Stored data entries
Issue #22626, opened 2025-03-10
[3.0.1] bbb-graphql-middleware panics on requests with bad origin


defnull:
The bbb-graphql-middleware server panics with `runtime error: invalid memory address or nil pointer dereference`  if a browser with wrong `Origin` header tries to connect.

See: https://github.com/bigbluebutton/bigbluebutton/blob/v3.0.x-release/bbb-graphql-middleware/internal/websrv/connhandler.go#L75

The error is logged, but then the code proceeds to access `browserWsConn` which is `nil` in case of a previous error.

PR #22653, opened 2025-03-11
fix (gql-middleware): Handle error when request Origin is not authorized

gustavotrott:
Closes: #22626

Before:
image

After:
image

And now the browser receive a return with header `403 Forbidden`:
image


defnull:
lgtm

PROBLEM DESCRIPTION: Without altering a single word, set down all the entries again.

RESPONSE TO THIS TASK:
Issue #22626, opened 2025-03-10
[3.0.1] bbb-graphql-middleware panics on requests with bad origin


defnull:
The bbb-graphql-middleware server panics with `runtime error: invalid memory address or nil pointer dereference`  if a browser with wrong `Origin` header tries to connect.

See: https://github.com/bigbluebutton/bigbluebutton/blob/v3.0.x-release/bbb-graphql-middleware/internal/websrv/connhandler.go#L75

The error is logged, but then the code proceeds to access `browserWsConn` which is `nil` in case of a previous error.

PR #22653, opened 2025-03-11
fix (gql-middleware): Handle error when request Origin is not authorized

gustavotrott:
Closes: #22626

Before:
image

After:
image

And now the browser receive a return with header `403 Forbidden`:
image


defnull:
lgtm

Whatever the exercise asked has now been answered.